# Permutation and Combination Quiz 15

Home > > Tutorial
5 Steps - 3 Clicks

# Permutation and Combination Quiz 15

### Introduction

Permutation and Combination is one of important topic in Quantitative Aptitude Section. In Permutation and Combination Quiz 15 article candidates can find questions with answer. By solving this questions candidates can improve and maintain, speed, and accuracy in the exams.

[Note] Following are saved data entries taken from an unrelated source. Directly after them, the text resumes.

PR #434, opened 2024-02-28
fix(canvas-interactions): prevent draggables from flying off mouse cursor

chasepoirier:
## Purpose

By implementing the cloning API offered from the hello-pangea/dnd [re-parenting docs](https://github.com/hello-pangea/dnd/blob/main/docs/guides/reparenting.md), we can prevent unwanted css transforms from reaching the draggable component by reparenting the draggable to the body of the document.

## Side Quest
I ended up implementing a reparentChildNode fn in our smart tree update logic. With this enabled, causing a reparent event will instantly commit the changes to the tree instead of waiting for a postMessage from the user_interface with the updated tree. This removes component flickering when reparenting where the component was in it's old location until the update was received.

### Before:

https://github.com/contentful/experience-builder/assets/23040747/40c674b7-b837-4dd8-b3a0-9ad67c285867

### With cloning enabled
(The flickering dropzone indicators will be tackled in another ticket):

https://github.com/contentful/experience-builder/assets/23040747/e6118159-69ad-4fb7-9ff8-c9c7cdfd7d69

## Approach
Use `renderClone` as defined in the hello-pangea/dnd reparenting docs. This clones the draggable and appends it to the body of the document.

### Caveat
Implementing cloning results in the following warning appearing in the console when moving a component that has a nested dropzone.

Screenshot 2024-02-27 at 5 07 44 PM

The reasoning is because when we start a drag with cloning enabled, it removes the draggable from the component tree and appends it to the body instead. This technically changes the amount of `droppableIds` present in the tree which throws this warning. I've thoroughly tested and this has no affect on the actual experience since the droppableIds removed are part of the component being dragged but it does show up for us while developing locally.

### DIFF
--- a/packages/visual-editor/src/components/Dropzone/Dropzone.tsx
+++ b/packages/visual-editor/src/components/Dropzone/Dropzone.tsx
@@ -81,6 +81,7 @@ export function Dropzone({
           zoneId={node.data.id}
           node={node}
           resolveDesignValue={resolveDesignValue}
+          renderDropzone={renderClonedDropzone}
           {...props}
         />
       );
--- a/packages/visual-editor/src/components/Dropzone/Dropzone.tsx
+++ b/packages/visual-editor/src/components/Dropzone/Dropzone.tsx
@@ -18,6 +18,8 @@ import {
   CONTENTFUL_COMPONENTS,
 } from '@contentful/experience-builder-core/constants';
 import { RenderDropzoneFunction } from './Dropzone.types';
+import { EditorBlockClone } from './EditorBlockClone';
+import { DropzoneClone } from './DropzoneClone';
 
 type DropzoneProps = {
   zoneId: string;
@@ -71,6 +73,20 @@ export function Dropzone({
     },
     [resolveDesignValue],
   );
+  // To avoid a circular dependency, we create the recursive rendering function here and trickle it down
+  const renderClonedDropzone: RenderDropzoneFunction = useCallback(
+    (node, props) => {
+      return (
+        <DropzoneClone
+          zoneId={node.data.id}
+          node={node}
+          resolveDesignValue={resolveDesignValue}
+          {...props}
+        />
+      );
+    },
+    [resolveDesignValue],
+  );
 
   if (!resolveDesignValue) {
     return null;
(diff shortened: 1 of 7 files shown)


Chaoste:
If we're fine with ignoring the warning message, is there a way we can hide it via a monkey patch? If it shows in dev everytime, someones drags & drops something on the canvas, this could spam our logs quite a lot while we depend on those for observing our protocol messages.

packages/visual-editor/src/components/Dropzone/Dropzone.tsx
```diff
@@ -71,6 +73,21 @@ export function Dropzone({
     },
     [resolveDesignValue],
   );
+  // To avoid a circular dependency, we create the recursive rendering function here and trickle it down
```
Chaoste, line 76:
```suggestion
```
it's not a recursive rendering in this case, so we can drop the copied message in here.

Chaoste (commented):
The code changes and the recording look good to me. I didn't functionally test though and would leave that for someone else before approving ;)

Small comment: If I understood correctly, the "clone" elements are the ones that are moved around? I remember from other scenarios and libraries that this is called usually a "ghost" element. Maybe I misunderstood put that's at least something I would personally recognize faster as "clone" is kinda reserved word in many contexts.

chasepoirier:
> > I've thoroughly tested and this has no affect on the actual experience since the droppableIds removed are part of the component being dragged but it does show up for us while developing locally.
> 
> If we're fine with ignoring the warning message, how about we hide it via a [monkey patch](https://codepen.io/blackjacques/pen/XEOyme)? If it shows in dev every time, someone drags & drops something on the canvas, this could spam our logs quite a lot while we depend on those for observing our protocol messages.

That could be a good idea if I can't find a solution to resolve the warning. I thought of one more idea to try last night so going to see if that could work before merging. If not, we'll probably want to suppress the log with a monkey patch type solution

chasepoirier:
@Chaoste we chatted during stand up on this issue with the console.warn and decided we're okay leaving it in for local builds for now.

After GA we'll revisit the topic with this issue: https://contentful.atlassian.net/browse/ALT-529

PR #439, opened 2024-02-28
fix: Media type and Image component backwards compat fixes

elylucas:
This PR contains 2 fixes for backwards compatibility with how Media type use to work and the Image component

Small tweak to `transformMedia` to pass the proper path into it (allows Media types that aren't `cfImageAsset` or `cfImageBackgroundUrl` to function as they did prior).

In CompositionBlock, we were looping over the values on the node to build the props. This led to a runtime error if the component had a prop bound to it, but the prop was subsequently removed from the component definition. I switched this to loop over the component definition variables instead, which is how this logic was already done in the useComponentProps hook in visual-editor.


packages/components/src/components/Image/Image.tsx
```diff
@@ -9,11 +8,7 @@ export interface ImageProps extends React.ImgHTMLAttributes<HTMLImageElement> {
 
 export const Image: React.FC<ImageProps> = ({ className = '', src, cfImageAsset, ...props }) => {
   if (!cfImageAsset && !src) {
-    return (
-      <div className="cf-no-image-wrapper">
-        <img src={placeholderImage} className={'cf-image ' + className} {...props} />
-      </div>
-    );
+    return <img src={placeholderImage} className={'cf-image cf-no-image' + className} {...props} />;
```
primeinteger, line 11: Should there be an extra space after the `cf-no-image` class?

packages/experience-builder-sdk/src/blocks/preview/CompositionBlock.tsx
```diff
@@ -83,38 +83,41 @@ export const CompositionBlock = ({
...
-          acc[variableName] = value;
-          break;
-        }
-        case 'UnboundValue': {
-          const uuid = variable.key;
-          acc[variableName] = entityStore.unboundValues[uuid]?.value;
-          break;
+    return Object.entries(componentRegistration.definition.variables).reduce(
+      (acc, [variableName, variableDefinition]) => {
+        const variable = node.variables[variableName];
```
primeinteger, line 88: > In CompositionBlock, we were looping over the values on the node to build the props. This led to a runtime error if the component had a prop bound to it, but the prop was subsequently removed from the component definition. I switched this to loop over the component definition variables instead, which is how this logic was already done in the useComponentProps hook in visual-editor.

Makes sense to me 👍

primeinteger (approved):

packages/components/src/components/Image/Image.tsx
elylucas: good catch

PR #440, opened 2024-02-28
feat: adds tooltip defn for heading, text, richtext, button, and image [ALT-462

ryunsong-contentful:
## Purpose
Update component defn to allow us and external users to define their own tooltips by adding 
```
  tooltip?: {
    imageUrl?: string;
    description: string;
  };
```
to the component defn.

Also adds tooltip defns for the following Basic components - heading, text, richtext, button, and image

### DIFF
--- a/packages/components/src/components/Button/index.ts
+++ b/packages/components/src/components/Button/index.ts
@@ -20,6 +20,9 @@ export const ButtonComponentDefinition: ComponentDefinition = {
     'cfLineHeight',
     'cfBorder',
   ],
+  tooltip: {
+    description: 'A button that can be used to trigger an action or navigate to a different page.',
+  },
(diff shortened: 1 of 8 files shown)


packages/components/src/components/Button/index.ts
```diff
@@ -20,6 +20,9 @@ export const ButtonComponentDefinition: ComponentDefinition = {
     'cfLineHeight',
     'cfBorder',
   ],
+  tooltip: {
+    description: 'A button that can be used to trigger an action or navigate to a different page',
+  },
```
lilbitner, line 25: super nit: seems like we add a period to all of the other descriptions, should we add here?

lilbitner (approved):

PR #72, opened 2025-06-13
Add notebook for section 1: llm_requirements_generator.ipynb

maldaurore:
This notebook generates and validates functional and non-functional software requirements from a natural language description, and classifies them using the MoSCoW prioritization technique. It also ensures that the user description has all necessary information before continuing to the next steps.


ed-donner:
An interesting application @maldaurore thank you

PR #78, opened 2025-06-16
Implementing a Routing Workflow based on Problem Complexity

ggsiqueira:
In the original Lab 2, we explored the Orchestrator–Worker pattern, where a planner sent the same question to multiple agents, and a judge assessed their responses to evaluate agent intelligence.

This notebook extends that design by introducing multiple judges for more robust evaluation and a routing component that classifies task complexity. Based on the aggregated rankings, the router directs simpler tasks to smaller models and reserves more complex ones for advanced LLMs, optimizing resource usage across the system.


ed-donner:
Very interesting @ggsiqueira - thank you for working on this and sharing your results

PR #79, opened 2025-06-17
Enabling google search tool for deep research

subbu-sw:
The deep research Agent is very useful to research and summarise information from the internet. Here is a pull request that utilises google search instead of openai's hosted tool to search for the info. This reduces cost significantly and you can now use this tool for personal summaries and research. 

I have used the python sample from google custom search JSON API (details [here](https://developers.google.com/custom-search/v1/libraries)) to build this tool. You will need to create a google search API key and search context and add it to the .env file before starting to use the google custom search JSON API.

```
GOOGLE_SEARCH_API_KEY=
GOOGLE_SEARCH_CONTEXT=
```

With this tool, depending on your google search API usage quota, you should get to do upto 100 free searches a day.

### DIFF
--- a/2_openai/community_contributions/deep_research_using_google_search/README.md
+++ b/2_openai/community_contributions/deep_research_using_google_search/README.md
@@ -1,0 +1,6 @@
+---
+title: deep_research using google_search
+app_file: deep_research.py
+sdk: gradio
+sdk_version: 5.31.0
+---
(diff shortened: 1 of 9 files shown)


ed-donner:
Excellent - thank you so much @subbu-sw - very useful to have a google search example

PR #84, opened 2025-06-20
Add security design review agent notebook

abathgate007:
Added security_design_review_agent.ipynb which takes requirements and design for OWASP Juice shop and then calls several LLM models to perform design reviews, then it ranks them, then it merges them into one report with all the findings from all the models.


ed-donner:
Intriguing @abathgate007 - thank you for this!

PR #85, opened 2025-06-21
slack as alternative in foundations 1

dexterchan:
Slack is free at any time at this moment. It is a battle tested notification app.

See if it works for you.

### DIFF
--- a/1_foundations/4_lab4_slack.ipynb
+++ b/1_foundations/4_lab4_slack.ipynb
@@ -1,0 +1,467 @@
+{
+ "cells": [
+  {
+   "cell_type": "markdown",
+   "metadata": {},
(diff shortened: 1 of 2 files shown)


ed-donner:
Hey @dexterchan - this is great, but would you be able to make the change into the community_contributions folder? Also include a note that people should `uv add slack_sdk` but don't change the project dependencies if possible - thanks so much

dexterchan:
@ed-donner : done.... I changed the file to community contribution folder. reverted requirement.txt. Also, the notebook contain the line 
uv pip install slack_sdk==3.35.0

ed-donner:
that's great! Thanks so much for this terrific contribution..

PR #97, opened 2025-06-30
Labs in Week1

tlconde:
Created a multi-modal product selector with specific user input. 

Created a career conversation with faq document for "safe" fallback and to limit certain information provided. Attempted embedding RAG to make this happen.


ed-donner:
Wow that's a pretty hefty project @tlconde - thank you so much for sharing and contributing.
Ed

PR #98, opened 2025-06-30
Language translation evaluator-optimizer

shandran:
Here is the evaluator-optimizer model that takes public-domain works (in this case George MacDonald's The Princess and the Goblin), and performs translation using Gemini model, evaluates the translation quality with an OpenAI model and has some (non-perfect) error correction and backup translation with a Claude model.


ed-donner:
Thanks so much @shandran, a valuable project. Hey - it looks like you might be changing files in the main directory here; would you be able to update with all changes in the community_contributions folder. Also double check that outputs are cleared if poss. Thanks so much
Ed

ed-donner:
Hey @shandran thanks for the updates.. it's unfortunately still looking like this is changing a number of files in the main repo..

PR #100, opened 2025-07-02
Added folder for section 2: agent_manager_refactor

maldaurore:
Refactored the project so:

- Each research stage is implemented as a standalone tool.
- Generates clarifying questions.
- A **manager agent** controls the flow and selects tools dynamically.
- User interacts with the manager, enabling a **more conversational** research experience.
- Rather than hardcoding the user's email address in the script, the agent dynamically prompts the user for their address and uses SendGrid to send the report to that input


ed-donner:
Excellent improvements, @maldaurore , thank you so much!

PR #119, opened 2025-07-11
week2_lab3_exercise

bluebells1:
Update to week2 (openai) lab3 to include:
- Use of Claude ("claude-3-5-sonnet-20240620") as one of the models
- An email class for consistent structure
- Inclusion of standard footer and log of all emails sent
- I also used google to send the mails rather than sendgrid with my .env file as a lazy way to include to and from emails and my app password.

I ran this a few times to test it and I found it interesting that Claude came back a couple of times complaining about being the Head of Compliance, e.g. "As an AI assistant, I don't actually hold the position of Head of Compliance at ComplAI. I'm here to help you craft messages, not to impersonate real people or positions".  I thought this was interesting!


ed-donner:
Hey @bluebells1 - once again, a valuable contribution from you. Yes that is interesting about Claude - I guess it ties to Anthropic's strong safety and alignment culture. I wonder if you can correct for that through the system prompt / instructions..

PR #121, opened 2025-07-11
completed day one activity

abali2509:


abali2509:
finished first days exercise

ed-donner:
Hey @abali2509 that's great! Would you be OK to move it into community_contributions? I can't easily change files in the main repo... thanks so much
Ed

Permutation and Combination Quiz 15 questions are very useful for different exams such as IBPS PO, Clerk, SSC CGL, SBI PO, NIACL Assistant, NICL AO, IBPS SO, RRB, Railways, Civil Services etc.

### Q1

In how many different ways can any 4 letters of the word 'WORKING' be arranged?
A. 5040 B. 840 C. 24 D. 120

B
There are 7 different letters in the word 'WORKING'.
Therefore, the number of arrangements of any 4 out of seven letters of the word = Number of all permutations of 7 letters, taken 4 at a time
$^{n}{P}_{r}$ = n(n - 1)(n - 2) ... (n - r + 1)
Here, n = 7 and r = 4, then we have
$^{7}{P}_{4}$ = 7 x 6 x 5 x 4 = 840.
Hence, the required number of ways is 840.

### Q2

In how many different ways can the letters of the word 'ARRANGEMENT' be arranged?
A. 2494800 B. 4989600 C. 831600 D. none of these.

A
There are 11 different letters in the word 'ARRANGEMENT', in which A occurs 2 times, R occurs 2 times, n occurs 2 times and E occurs 2 times.
Therefore, the number of different arrangements of 11 letters of the word = $\frac {n!}{(p1!)(p2!).....(pr!)}$
Here, n = 11, p1 = 2, p2 = 2, p3 = 2 and p4 = 2.
Then, $\frac {11!}{2! 2! 2! 2!} = \frac {11!}{16}$= 2494800.
Hence, the required number of ways is 2494800.

### Q3

In how many different ways can the letters of the word 'DIGEST' be arranged such that the vowels may appear in the even places?
A. 30 B. 720 C. 144 D. 24

C
There are 4 consonants and 2 vowels in the word DIGEST.
Out of 6 places, 3 places odd and 3 places are even.
2 vowels can arranged in 3 even places in $^{3}{p}_{2}$ ways = 3 x 2 = 6 ways.
And then 4 consonants can be arranged in the remaining 4 places in $^{4}{p}_{4}$ ways = 4! = 24 ways.
Hence, the required number of ways = 6 x 24 = 144.

### Q4

In how many different ways can the letters of the word "CHARGES" be arranged in such a way that the vowels always come together?
A. 1440 B. 720 C. 360 D. 240

A
The arrangement is made in such a way that the vowels always come together.
i.e., "CHRGS(AE)".
Considering vowels as one letter, 6 different letters can be arranged in 6! ways; i.e., 6! = 720 ways.
The vowels "AE" can be arranged themselves in 2! ways; i.e.,2! = 2 ways
Therefore, required number of ways = 720 x 2 = 1440 ways.

### Q5

In how many different ways can the letters of the word "COMPLAINT" be arranged in such a way that the vowels occupy only the odd positions?
A. 1440 B. 43200 C. 144 D. 5420

B
There are 9 different letters in the given word "COMPLAINT", out of which there are 3 vowels and 6 consonants.
Let us mark these positions as under:
[1] [2] [3] [4] [5] [6] [7] [8] [9]
Now, 3 vowels can be placed at any of the three places out of 5 marked 1, 3, 5, 7 and 9.
Number of ways of arranging the vowels = $^{5}{P}_{3}$ = 5 x 4 x 3 = 60 ways.
Also, the 6 consonants at the remaining positions may be arranged in $^{6}{P}_{6}$ ways = 6! ways = 720 ways.
Therefore, required number of ways = 60 x 720 = 43200 ways.